# how to put cassette tapes on CD's?



## naeem2 (Apr 4, 2002)

Hi,
I have my cassette player now delivering sound to and out my computer speakers. My neighbor says my Windows XP Media Player will allow me to use this audio input to create files for burning to CD.
If anyone can give instuctions on this....thanks.
My neighbor gave me a small disc that contains "Cool Edit Pro" if that has anything to do with what I need.


----------



## RSM123 (Aug 1, 2002)

Hi,

Read this article :

http://www.techtv.com/callforhelp/howto/story/0,24330,2458726,00.html

Do you have Nero or Roxio CD Burning Software ?


----------



## naeem2 (Apr 4, 2002)

I have Nero.
Would you know if my Windows XP Media Player will convert or do I need something like MusicMatch, etc.?
Thanks


----------



## RSM123 (Aug 1, 2002)

Hi,

Unfortunately I still use 98SE so do not know whether XP would be up to the task. You could follow the recommendation on the link above and d/l Musicmatch then go through the readme that accompanies it - or post again here for help configuring it for the job you want done.


----------



## naeem2 (Apr 4, 2002)

everything works, proper volume, good sound on playback, but it will only record 60 seconds and average songs are 3-5 minutes.
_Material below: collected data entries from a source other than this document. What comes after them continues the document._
PR #1048, opened 2021-03-18
malloc: fix pointers arithmetic

pj1031999:
Fix pointers arithmetic.

Bug found by KASAN.

### DIFF
--- a/sys/kern/malloc.c
+++ b/sys/kern/malloc.c
@@ -96,10 +96,8 @@ static inline __always_inline void bt_make(word_t *bt, size_t size,
   word_t val = size | flags;
   word_t *ft = (void *)bt + size - sizeof(word_t);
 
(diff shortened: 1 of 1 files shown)


sys/kern/malloc.c
```diff
@@ -96,10 +96,8 @@ static inline __always_inline void bt_make(word_t *bt, size_t size,
   word_t val = size | flags;
   word_t *ft = (void *)bt + size - sizeof(word_t);
 
-#ifndef _LP64
-  kasan_mark_valid(bt - 1, 2 * sizeof(word_t));
+  kasan_mark_valid((word_t *)bt - 1, 2 * sizeof(word_t));
```
j-piecuch, line 99: Is the cast to `word_t *` necessary? `bt` already has that type.

PR #1052, opened 2021-03-20
Introduce uio_peek() and uio_advance()

j-piecuch:
This PR attempts to solve the same issue that #998 attempts to solve, but in a different way.
The issue is that we might read some data from an `uio` in order to do some processing on it, and then find out that we can't actually do the processing, so we need to return an error and make it appear as though no data was transferred from the `uio`.
With `uio_peek()`, we can read data without modifying the `uio` structure, so if we encounter an error later, we can just return the error without having to do anything. If we don't encounter an error, we need to "commit" the read we did earlier using `uio_advance()`.


j-piecuch:
Closing, as #1053 has been chosen as the best solution

PR #1053, opened 2021-03-20
Implement saving & restoring uio state

j-piecuch:
Yet another attempt to solve the issue of rolling back after an `uiomove()`. 
It introduces a single extra field to `uio_t` (compared to 0 for #1052 and 2 for #998).
The `uio` state must be saved using `uio_save()` before calling `uiomove()`.


franciscozdo (approved):

sys/kern/uio.c
```diff
@@ -81,6 +81,21 @@ int uiomove(void *buf, size_t n, uio_t *uio) {
...
+}
+
+void uio_restore(uio_t *uio, const uiosave_t *save) {
+  size_t nbytes = save->us_resid - uio->uio_resid;
+  uio->uio_resid += nbytes;
+  uio->uio_offset -= nbytes;
+  uio->uio_iov_off = save->us_iov_off;
+  uio->uio_iov -= save->us_iovcnt - uio->uio_iovcnt;
+  uio->uio_iovcnt = save->us_iovcnt;
+}
```
wiklam, line 97: What do you think about `inline` for these functions?

wiklam (approved):
LGTM

sys/kern/uio.c
j-piecuch: In order to be inlined, these functions would need to be defined in the header `uio.h`. I don't think it's worth it.

include/sys/uio.h
```diff
@@ -17,11 +17,20 @@ ssize_t writev(int fd, const struct iovec *iov, int iovcnt);
 
 typedef struct vm_map vm_map_t;
 
+/* This structure stores just enough information about an uio
+ * to be able to restore it after the uio is modified by uiomove(). */
+typedef struct {
+  size_t us_resid;   /* Saved value of uio_resid */
+  int us_iovcnt;     /* Saved value of uio_iovcnt */
+  size_t us_iov_off; /* Saved value of uio_iov_off */
+} uiosave_t;
```
cahirwpz, line 26: I guess `uiostate_t` is a better name for it cause you want to save & restore `uio` internal state.

Also remember that we define structure types as follows: `typedef struct typename { ... } typename_t`.

include/sys/uio.h
```diff
@@ -17,11 +17,20 @@ ssize_t writev(int fd, const struct iovec *iov, int iovcnt);
...
+
 typedef enum { UIO_READ, UIO_WRITE } uio_op_t;
 
 typedef struct uio {
   iovec_t *uio_iov;      /* scatter/gather list */
   int uio_iovcnt;        /* length of scatter/gather list */
+  size_t uio_iov_off;    /* offset in current iov segment */
```
cahirwpz, line 33: To follow local coding style I'd rename `uio_iov_off` to `uio_iovoff` (look at `uio_iovcnt`). Same for `us_iov_off`.

cahirwpz (commented):
I added some stylistic remarks. Generally speaking looks ok.

include/sys/uio.h
j-piecuch: I chose `uiosave_t` because `uio_t` _is_ the `uio` state. It's not a big deal though, so I have changed it.

include/sys/uio.h
j-piecuch: Done

cahirwpz (approved):

PR #1054, opened 2021-03-21
Extend the toolchain of the AMD64 release.

MichalBlk:
Introduce AMD64 to mimiker's toolchain.


xThaid (approved):

pj1031999 (approved):

MichalBlk:
Unfortunately debian packages mustn't contain the '_' character, which imposes some problems because "x86_64" is the required target-triplet prefix in case of AMD64. Therefore, a distinction between appropriate package fields and target name is needed. The presented solution introduces a new variable `ARCH` to solve this problem.

toolchain/gnu/config.mk
```diff
@@ -2,11 +2,14 @@
...
 VERSION = 1.5
 
+# Libraries required to build the toolchain.
 ISL = isl-0.18
 MPFR = mpfr-4.0.2
 GMP = gmp-6.1.2
 MPC = mpc-1.1.0
 CLOOG = cloog-0.18.4
+
+# Cross tools composing the toolchain.
```
cahirwpz, line 12: `The toolchain is comprised of following packages:`

cahirwpz (commented):
Looks ok.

I have searched the Windows XP Sound Recorder properties and help section and cannot find a way to change the setting to a larger length or unlimited. Thank you for any help.


----------



## RaveKid (Jun 5, 2003)

wut kinda cord would you use ? 
where would one find such a cord ?


----------



## RSM123 (Aug 1, 2002)

Naeem2,

Not sure if this explains your problem - but read here :

http://www.experts-exchange.com/Operating_Systems/Q_11775718.html

Ravekid - if you read the first link posted above it tells you what cable / socket to use.


----------



## slipe (Jun 27, 2000)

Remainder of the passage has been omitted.